Data records:

PR #998, opened 2026-02-23
Implement missing visitors in SVCOMP events

hernanponcedeleon:


ThomasHaas:
Why do you need those visitor methods? Do you plan to overwrite them somewhere explicitly? Cause otherwise nothing changes as they already inherited those methods with the same implementation as the default in `EventVisitor`.

~EDIT: nvm, you already closed the branch :)~

hernanponcedeleon:
> Why do you need those visitor methods? Do you plan to overwrite them somewhere explicitly? Cause otherwise nothing changes as they already inherited those methods with the same implementation as the default in `EventVisitor`.

I am playing around with some code where I needed the visitors and I noticed they were missing. Even if they are not explicitly used, the same is true for the other SVCOMP events (on probably many more) and we still have visitors for all of them for completeness.

ThomasHaas:
If you have a use-case, it's fine. But generally, I would prefer to reduce the `EventVisitor` rather than making it larger, especially when it comes to marker events: we also have `StringAnnotation`, `FunCallMarker`, and `FunReturnMarker`, all of which have no special visitor methods.
Also, we should definitely move `LoopBound` and `NonDetChoice` somewhere else. They are hardly related to Svcomp.
Maybe such a small PR is suitable to also make this refactor :)

hernanponcedeleon:
> If you have a use-case, it's fine. But generally, I would prefer to reduce the `EventVisitor` rather than making it larger, especially when it comes to marker events: we also have `StringAnnotation`, `FunCallMarker`, and `FunReturnMarker`, all of which have no special visitor methods. 

Annotations do not have semantics, and you are right probably we do not really need a visitor for them, thus I removed the visitor for bound annotation.

> Also, we should definitely move `LoopBound` and `NonDetChoice` somewhere else. They are hardly related to Svcomp. Maybe such a small PR is suitable to also make this refactor :)

I move the bound + the events related to spinloop annotation to the annotations folder. I also move NonDetChoice to core

ThomasHaas:
Taking a quick look at the package structure, I think `NonDetChoice` should be in `event/lang/dat3m` because the event does get removed by a pass eventually.

dartagnan/src/main/java/com/dat3m/dartagnan/program/event/EventFactory.java
```diff
@@ -269,6 +267,22 @@ public static Assert newAssert(Expression expr, String errorMessage) {
...
+        return new LoopBegin();
+    }
+
+    public static SpinStart newSpinStart() {
+        return new SpinStart();
+    }
+
+    public static SpinEnd newSpinEnd() {
+        return new SpinEnd();
+    }
```
ThomasHaas: We never make use of those events, right? Shall we just delete them?

hernanponcedeleon: I was about to do that yesterday, but actually, even if we removed them from our headers, they might still appear in the llvm code and I thought we should keep them for backward compatibility.

The question I am now asking myself is, what happens if we remove the event and the corresponding code from the intrinsics? Would we report this as a "unknown function called reached"?

ThomasHaas: We could inline them as NOOP in our intrinsics. And in the headers, we could implement them as an empty function/macro. Then old code that still calls the functions will get handled internally as NOOP, and newly-compiled code will not even have the function calls as intrinsics (regular inlining handles them).

This way, we would still completely remove the events internally and only have the three intrinsics for backward-compatibility.

hernanponcedeleon: I would not add them to our headers: this kind of suggests the use can use it and I want to prevent this. If libvsync want to generate code using them, then it is its responsibility to have the headers. For us, we just need to be sure we parse them and the NOOP solution works.

ThomasHaas: You could use `inlineAsZero` which has the same semantics as the new noop. Though I don't mind having a distinguished `inlineNoOp` method. It's up to you.

hernanponcedeleon: Ohhh I did not noticed that acts as a NOOP if the function is non-value-returning

ThomasHaas (approved):
LGTM

Issue #977, opened 2026-02-09
[Bug] `memcpy_s` unit tests fails with `--mixedSize=true`


ThomasHaas:

hernanponcedeleon:
@xeren can you take a look?

xeren:
1. The test failed due to a register redefinition in `Intrinsics`.  All translations of `memcpy` share a common namespace for the intermediate registers.  These are used to load `archType`-sized chunks from the source array.  I did not account for name conflicts in #840, when I introduced the translation with one big access covering the entire area, to avoid spurious tearing points.
2. Fixing that, I discovered that the test timed out.  This was because the `memcpy_s` translation still had no big-access variant.  This lead to byte-sized tearing points everywhere.  I added the variants in the PR.
3. There were null-pointer accesses in the test from the first call `ret = memcpy_s(NULL, 3*sizeof(int), a, 3*sizeof(int));`.  The accesses are dead code that do not get eliminated, because the jump-over condition was `(...) || True`.  After I added shortcircuiting to the translation in `Intrinsics`, the accesses get properly eliminated.

ThomasHaas:
This was fixed by #1002 right?

hernanponcedeleon:
Yes

PR #1002, opened 2026-03-02
Fix mixed-size `memcpy_s`

xeren:
Modifies the intrinsics for the `string.h` standard library functions to be compatible with mixed-size accesses.  With the current default settings, dynamic memory accesses are torn into units of `archType`.  E.g. `memcpy(dest, src, 16)` translates to
```
bv64 __memcpy_1 = load(bv64 dest)
store(bv64 src, bv64 __memcpy_1)
bv64 __memcpy_2 = load(bv64 dest + (bv64) 8)
store(bv64 src + (bv64) 8, bv64 __memcpy_2)
```
With the option `--mixedSize=true`, more informed tearing is applied later.  So that call translates to
```
bv128 __memcpy#1 = load(bv64 dest)
store(bv64 src, bv128 __memcpy#1)
```
WIth this PR, that scheme also applies to `memcpy_s`, `memcmp` and `memset`.  This should fix at least #977.


dartagnan/src/main/java/com/dat3m/dartagnan/program/processing/Intrinsics.java
```diff
@@ -1606,38 +1606,16 @@ private List<Event> inlineNonDet(FunctionCall call) {
     // For proper support, we need at least alias information and most likely also proper support for mixed-sized accesses
```
hernanponcedeleon: The mixed-size comment can go

dartagnan/src/main/java/com/dat3m/dartagnan/program/processing/Intrinsics.java
```diff
@@ -1756,37 +1717,60 @@ private List<Event> inlineMemCpyS(FunctionCall call) {
...
+        final boolean bigEndian = caller.getProgram().getMemory().isBigEndian();
+        assert bigEndian != caller.getProgram().getMemory().isLittleEndian();
 
-        if (!(numExpr instanceof IntLiteral numValue)) {
-            final String error = "Cannot handle memcmp with dynamic num argument: " + call;
-            throw new UnsupportedOperationException(error);
-        }
-        final int count = numValue.getValueAsInt();
+        final IntegerType resultType = returnReg.getType() instanceof IntegerType t ? t : null;
+        final Expression zero = expressions.makeZero(resultType);
```
hernanponcedeleon: I do not like this kind of code. If we expect the result register to be of type integer (otherwise we will get some exception somewhere else when trying to create the zero value with null type), we should have a proper precondition to the method

dartagnan/src/main/java/com/dat3m/dartagnan/program/processing/Intrinsics.java
```diff
@@ -1837,6 +1816,51 @@ private List<Event> inlineMemSet(FunctionCall call) {
...
+        }
+        throw new UnsupportedOperationException("Cannot handle dynamic count argument: %s".formatted(call));
+    }
+
+    private void forEachMemSpan(List<Event> replacement, Expression countExpr, FunctionCall call, MemAction action) {
+        final Slice count = toSlice(countExpr, call);
+        checkArgument(0 <= count.min && count.min <= count.max && 0 < count.step, "Invalid count %s: %s", count,  call);
+        final IntegerType countType = countExpr.getType() instanceof IntegerType t ? t : noIntegerType();
+        final Label end = EventFactory.newLabel("__end");
+        // FIXME Unsound optimization.  This should always be one.
```
hernanponcedeleon: Do we currently have the same unsound optimization, and this was just moved, or does the new code introduce the unsoundness?

dartagnan/src/main/java/com/dat3m/dartagnan/program/processing/Intrinsics.java
```diff
@@ -1837,6 +1816,51 @@ private List<Event> inlineMemSet(FunctionCall call) {
...
+        final IntegerType firstType = types.getIntegerType(8 * firstBytes);
+        final IntegerType restType = types.getIntegerType(8 * restBytes);
+        for (int offset = 0; offset < count.min; offset += firstBytes) {
+            action.run(offset, firstType);
+        }
+        for (int offset = count.min; offset < count.max; offset += restBytes) {
+            if (offset - count.min % count.step == 0) {
+                final Expression offsetValue = expressions.makeValue(offset, countType);
+                replacement.add(EventFactory.newJump(expressions.makeLTE(countExpr, offsetValue, false), end));
+            }
```
ThomasHaas: What does this part mean? The condition looks strange  and currently always resolves to `offset - 0 == 0` which is never satisfied. Are you sure that it shouldn't be `(offset - count.min) % count.step == 0`?

dartagnan/src/main/java/com/dat3m/dartagnan/program/processing/Intrinsics.java
```diff
@@ -1807,28 +1791,23 @@ private List<Event> inlineMemSet(FunctionCall call) {
...
-        if (!(countExpr instanceof IntLiteral countValue)) {
-            final String error = "Cannot handle memset with dynamic count argument: " + call;
-            throw new UnsupportedOperationException(error);
-        }
         if (!(fillExpr instanceof IntLiteral fillValue && fillValue.isZero())) {
             //FIXME: We can soundly handle only 0 (and possibly -1) because the concatenation of
             // byte-sized 0's results in 0's of larger types. This makes the value robust against mixed-sized accesses.
             final String error = "Cannot handle memset with non-zero fill argument: " + call;
             throw new UnsupportedOperationException(error);
         }
```
ThomasHaas: I think this code is outdated. If MSA is enabled, we should be able to handle other `fillValue`s.
But careful: you would need to concatenate the `fillValue` byte with itself until you get a value that aligns with your step size.

dartagnan/src/main/java/com/dat3m/dartagnan/program/processing/Intrinsics.java
```diff
@@ -1756,37 +1717,60 @@ private List<Event> inlineMemCpyS(FunctionCall call) {
...
+            final int byteSize = bigEndian ? type.getBitWidth() : 8;
+            for (int cmpByte = 0; cmpByte < type.getBitWidth(); cmpByte += byteSize) {
+                final Expression byte1 = expressions.makeIntExtract(regSrc1, cmpByte, cmpByte + byteSize - 1);
+                final Expression byte2 = expressions.makeIntExtract(regSrc2, cmpByte, cmpByte + byteSize - 1);
+                final Expression nonNegative = expressions.makeGTE(byte1, byte2, false);
+                final Expression nonPositive = expressions.makeLTE(byte1, byte2, false);
+                final Event constrainNegative = EventFactory.newAssume(expressions.makeOr(nonNegative, returnNegative));
+                final Event constrainPositive = EventFactory.newAssume(expressions.makeOr(nonPositive, returnPositive));
+                final Event breakIfNonzero = EventFactory.newJump(expressions.makeNEQ(byte1, byte2), endCmp);
+                replacement.addAll(List.of(constrainNegative, constrainPositive, breakIfNonzero));
```
ThomasHaas: I wouldn't go all the way to return arbitrary values in case of difference really(*). While the spec technically allows for arbitrary values, it is common to just return `byte2-byte1` or `sign(byte2-byte1)`.
More importantly though, a purely "operational" implementation is more friendly for other approaches like SMC or maybe generally for static analysis, e.g., an value range analysis could bound the output size.

And if you want to defend the "spec" implementation, you definitely need to put a comment in the code of why you have to guess return values.

dartagnan/src/main/java/com/dat3m/dartagnan/program/processing/Intrinsics.java
```diff
@@ -1756,37 +1717,60 @@ private List<Event> inlineMemCpyS(FunctionCall call) {
...
-                    EventFactory.newJump(expressions.makeNEQ(src1, src2), endCmp)
-            ));
-        }
+            final Register regSrc1 = caller.newUniqueRegister("__memcmp_src1", type);
+            final Register regSrc2 = caller.newUniqueRegister("__memcmp_src2", type);
+            final Event load1 = EventFactory.newLoad(regSrc1, src1Addr);
+            final Event load2 = EventFactory.newLoad(regSrc2, src2Addr);
+            replacement.addAll(List.of(load1, load2));
+            final int byteSize = bigEndian ? type.getBitWidth() : 8;
+            for (int cmpByte = 0; cmpByte < type.getBitWidth(); cmpByte += byteSize) {
```
ThomasHaas: `byteSize` is an odd name for anything that is not always `8` :).
Maybe you want to call it `chunkSize` or similar.

dartagnan/src/main/java/com/dat3m/dartagnan/program/processing/Intrinsics.java
```diff
@@ -1690,64 +1656,59 @@ private List<Event> inlineMemCpyS(FunctionCall call) {
...
         ));
 
         // Condition 2: dest != NULL && destsz <= RSIZE_MAX && (src == NULL || count > destsz || overlap(src, dest)) 
         // ----> return error > 0 and zero out [dest, dest+destsz)
         // The first two are guaranteed by not matching cond1
-        final Expression cond2 = expressions.makeOr(expressions.makeOr(srcIsNull, invalidCount), overlap);
-        CondJump skipE2 = EventFactory.newJump(expressions.makeNot(cond2), success);
+        CondJump check2part1 = EventFactory.newJump(srcIsNull, check2fail);
+        CondJump check2part2 = EventFactory.newJump(invalidCount, check2fail);
+        CondJump check2part3 = EventFactory.newJumpUnless(overlap, success);
```
ThomasHaas: I'm not sure about splitting the checks, but since you renamed `cond` to `check`, you have should fix the comments here. You can change `cond1` to `Condition 1`, then the comment is independent of the variable names.

dartagnan/src/main/java/com/dat3m/dartagnan/program/processing/Intrinsics.java
xeren: Support for even non-constant values should be implemented now.

dartagnan/src/main/java/com/dat3m/dartagnan/program/processing/Intrinsics.java
```diff
@@ -1796,23 +1793,21 @@ private List<Event> inlineMemSet(FunctionCall call) {
...
-            replacement.add(newStore(destAddr, zero));
+        // Generate stores
+        final Expression fillByte = expressions.makeIntegerCast(fillExpr, types.getByteType(), false);
+        final Map<Integer, Expression> fillByBitWidth = new HashMap<>();
+        fillByBitWidth.put(8, fillByte);
+        forEachMemSpan(replacement, countExpr, call, (offset, type) -> {
+            final Expression offsetExpr = expressions.makeValue(offset, types.getArchType());
+            final Expression destAddr = expressions.makeAdd(dest, offsetExpr);
+            final Expression fill = fillByBitWidth.computeIfAbsent(type.getBitWidth(),
+                    n -> expressions.makeIntConcat(IntStream.range(0, n).mapToObj(x -> fillByte).toList()));
```
ThomasHaas: This should use the number of bytes, no? I think this is off by factor 8.

dartagnan/src/main/java/com/dat3m/dartagnan/program/processing/Intrinsics.java
xeren: You are right, the parentheses were missing.  The condition is supposed to reduce the number of `countExpr` checks, if `count.step` is above one.

dartagnan/src/main/java/com/dat3m/dartagnan/program/processing/Intrinsics.java
xeren: It was not there before.  I removed it now.

dartagnan/src/main/java/com/dat3m/dartagnan/program/processing/Intrinsics.java
```diff
@@ -1821,10 +1816,13 @@ private List<Event> inlineMemSet(FunctionCall call) {
         return replacement;
     }
 
-    private record Slice(int min, int max, int step) {}
+    // Represents a value space for size expressions, as usually occurring in memory operations with dynamic size.
+    private record Slice(int start, int end, int step) {}
```
ThomasHaas: I feel the comment says nothing really. But the renaming of the record members suggests now that we have it (roughly) refers to a concrete range `{int i = start; i <= end; i+=step}`? Is that correct?

After reading the the remaining code, it appears as if a `Slice` currently represents more than the range above, but it also implicitly represents the range `(0, start)` which I suggest to represent explicitly as a another slice `(0, start, start)`. See some reasoning further below.

dartagnan/src/main/java/com/dat3m/dartagnan/program/processing/Intrinsics.java
```diff
@@ -1821,10 +1816,13 @@ private List<Event> inlineMemSet(FunctionCall call) {
...
 
+    // To be performed
     private interface MemAction { void run(int offset, IntegerType accessType); }
```
ThomasHaas: Just remove the comment and put the interface declaration right before `forEachMemorySpan` so the connection becomes clear.

dartagnan/src/main/java/com/dat3m/dartagnan/program/processing/Intrinsics.java
```diff
@@ -1821,10 +1816,13 @@ private List<Event> inlineMemSet(FunctionCall call) {
...
 
+    // Extracts relevant information from a size expression.
     private Slice toSlice(Expression expression, FunctionCall call) {
```
ThomasHaas: Again, this comment means nothing. What is "relevant"? Just remove the comment.
Also, instead of saying "size expression" in the comment, just rename the input parameter to `sizeExpr`.
Lastly, it is confusing how a `sizeExpr` becomes the slice `Slice(sizeExpr, sizeExpr, sizeExpr)`.
So a slice represents a single point if the size expression is constant? Does the step-size mean anything if `start==end`?

dartagnan/src/main/java/com/dat3m/dartagnan/program/processing/Intrinsics.java
```diff
@@ -1833,28 +1831,39 @@ private Slice toSlice(Expression expression, FunctionCall call) {
...
-        final int bytes = 4;
-        final int firstBytes = detectMixedSizeAccesses ? count.min : bytes;
-        final int restBytes = detectMixedSizeAccesses ? count.step : bytes;
-        final IntegerType firstType = types.getIntegerType(8 * firstBytes);
-        final IntegerType restType = types.getIntegerType(8 * restBytes);
-        for (int offset = 0; offset < count.min; offset += firstBytes) {
-            action.run(offset, firstType);
+        // The span from 0 to count.start does not need any checks for `countExpr`.
+        if (count.start > 0) {
+            final int firstBytes = detectMixedSizeAccesses ? count.start : 1;
```
ThomasHaas: This code suggest to me that you actually want `sizeExpr -> Slice(0, sizeExpr, 1)` in case of no MSA, no? 
Or maybe something like `Slice(0, sizeExpr, msa ? sizeExpr : 1)`.

It certainly feels strange that you generate a Slice and then basically ignore all of its entries in some case as if the slice is just wrong.
Also, it is strange to generate a slice that seemingly represents a range (x, y), but then special-treat the range (0, x). It sounds like you want two slices `initialSlice=(0, min, min)` and `slice=(min, max, step)`. If `(max - min) % step != 0 =: x`, you might even want to refine `slice=(min, max-x, step)` and add a third slice `restSlice(max - x, max, x)` for the final step.

dartagnan/src/main/java/com/dat3m/dartagnan/program/processing/Intrinsics.java
```diff
@@ -1833,28 +1831,39 @@ private Slice toSlice(Expression expression, FunctionCall call) {
...
+            }
         }
-        for (int offset = count.min; offset < count.max; offset += restBytes) {
-            if (offset - count.min % count.step == 0) {
+        // Each span from count.start to count.end needs one check for `countExpr`.
+        final int restBytes = detectMixedSizeAccesses ? count.step : 1;
+        final IntegerType restType = types.getIntegerType(8 * restBytes);
+        for (int offset = count.start; offset < count.end; offset += restBytes) {
+            // Continue only if `countExpr` allows it.  Check this only when needed.
+            if ((offset - count.start) % count.step == 0) {
```
ThomasHaas: With the idea of multiple slices, I think this whole code can be merged into the above. Basically generate a bunch of slices (a slice decomposition if you will) and then loop through them.

Currently, this loop is completely dead because of `count.start==count.end` being guarateed to hold, right?

dartagnan/src/main/java/com/dat3m/dartagnan/program/processing/Intrinsics.java
xeren: No, the `Slice` should over-approximate the possible values for `countExpr`.  It should only depend on the program.  It determines the exact offsets where a check for `countExpr` is inserted.  On all other bytes, I want to omit the check.

What you call `initialSlice` describes what I call the 'first' span $[0,\mathtt{min}-1]$.  I describe the 'rest' spans being $[\mathtt{offset},\mathtt{offset}+\mathtt{step}-1]$ for $\mathtt{offset}\in\lbrace \mathtt{min},\ldots,\mathtt{max}\rbrace$.  I would not want to model a 'final' span.

Take for example `memcpy(dest, src, (either 4 or 6))`.  I want this to translate to either
```
  bv32 r0 = load(src + 0)
  store(dest + 0, r0)
  if 4 >= (either 4 or 6), goto __end
  bv16 r1 = load(src + 4)
  store(dest + 4,r1)
__end:
```
or
```
  bv8 r0 = load(src + 0)
  store(dest + 0, r0)
  bv8 r1 = load(src + 1)
  store(dest + 1, r1)
  bv8 r2 = load(src + 2)
  store(dest + 2, r2)
  bv8 r3 = load(src + 3)
  store(dest + 3, r3)
  if 4 >= (either 4 or 6), goto __end
  bv8 r4 = load(src + 4)
  store(dest + 4, r4)
  bv8 r5 = load(src + 5)
  store(dest + 5, r5)
__end:
```
So even with `--mixedSize=false`, I want this translation to skip checks where possible.

dartagnan/src/main/java/com/dat3m/dartagnan/program/processing/Intrinsics.java
xeren: I could have outlined these parts into another method right away, but I was not sure if they would stay this way.

Yes, the loop body becomes reachable, once the `Slice` `count` describes more than one possible value for `countExpr`.

dartagnan/src/main/java/com/dat3m/dartagnan/program/processing/Intrinsics.java
ThomasHaas: > No, the Slice should over-approximate the possible values for countExpr.

Then I think you should write a comment that says exactly that.

> It should only depend on the program. It determines the exact offsets where a check for countExpr is inserted. On all other bytes, I want to omit the check.

I understood this optimization, but without a clear definition of what `Slice` was supposed to mean, it looked like it could mean both "a way to traverse the memory chunks" and "an approximation of countExpr".
In my suggestion above I took it more like the first way, in particular, (0, start, start) would represent a single step in the traversal and hence imply only a single bound check (if at all).

dartagnan/src/main/java/com/dat3m/dartagnan/program/processing/Intrinsics.java
xeren: I know no canonical way of describing a slice that represents one value.  With the `min` and `max` scheme, any `Slice(v,v,s)` works for a positive `s`.  I swapped to [Python's scheme](https://docs.python.org/3/reference/expressions.html#slicings) with `start` and `end`, where any `Slice(i,i+s,s)` is a valid constant.

dartagnan/src/main/java/com/dat3m/dartagnan/program/processing/Intrinsics.java
xeren: Almost, `Slice(start,end,step)` stands for `{int i = start; i < end; i += step}`.

`Slice` does not describe spans directly, but instead describes the integer values that `countExpr` *may* have in an execution.
It indirectly yields one *span* of size `start` and `(end-start)/step` spans of size `step`.

dartagnan/src/main/java/com/dat3m/dartagnan/program/processing/Intrinsics.java
xeren: Actually, I replaced `cond1` and `cond2` by `destIsNull`, `invalidDestsz`, `srcIsNull` and `invalidCount`.  The jumps `checkXpartY` replace `checkX`.

dartagnan/src/main/java/com/dat3m/dartagnan/program/processing/Intrinsics.java
xeren: I returned to the `byte2-byte1` scheme.

ThomasHaas:
I think the code looks a lot better now, especially with the clarification what a `Slice` is.
I have not checked all details, but I think it can be merged.

dartagnan/src/main/java/com/dat3m/dartagnan/program/processing/Intrinsics.java
```diff
@@ -1691,65 +1655,60 @@ private List<Event> inlineMemCpyS(FunctionCall call) {
...
-        Local retError1 = EventFactory.newLocal(resultRegister, errorCodeFail);
+        final Label check1 = EventFactory.newLabel("__memcpy_s_check_1");
+        final Label check1fail = EventFactory.newLabel("__memcpy_s_fail_1");
+        final Label check2 = EventFactory.newLabel("__memcpy_s_check_2");
+        final Label check2fail = EventFactory.newLabel("__memcpy_s_fail_2");
+        final Label success = EventFactory.newLabel("__memcpy_s_success");
+        final Label end = EventFactory.newLabel("__memcpy_s_end");
+
+        final Expression errorCodeFail = expressions.makeOne((IntegerType)resultRegister.getType());
+        final Expression errorCodeSuccess = expressions.makeZero((IntegerType)resultRegister.getType());
```
hernanponcedeleon: `errorCodeSuccess` -> having error/success together is weird. I would call it `returnCode`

Task prompt:
Find the word "destAddr" in the data and copy out each line where it turns up.

Written response:
-            replacement.add(newStore(destAddr, zero));
+            final Expression destAddr = expressions.makeAdd(dest, offsetExpr);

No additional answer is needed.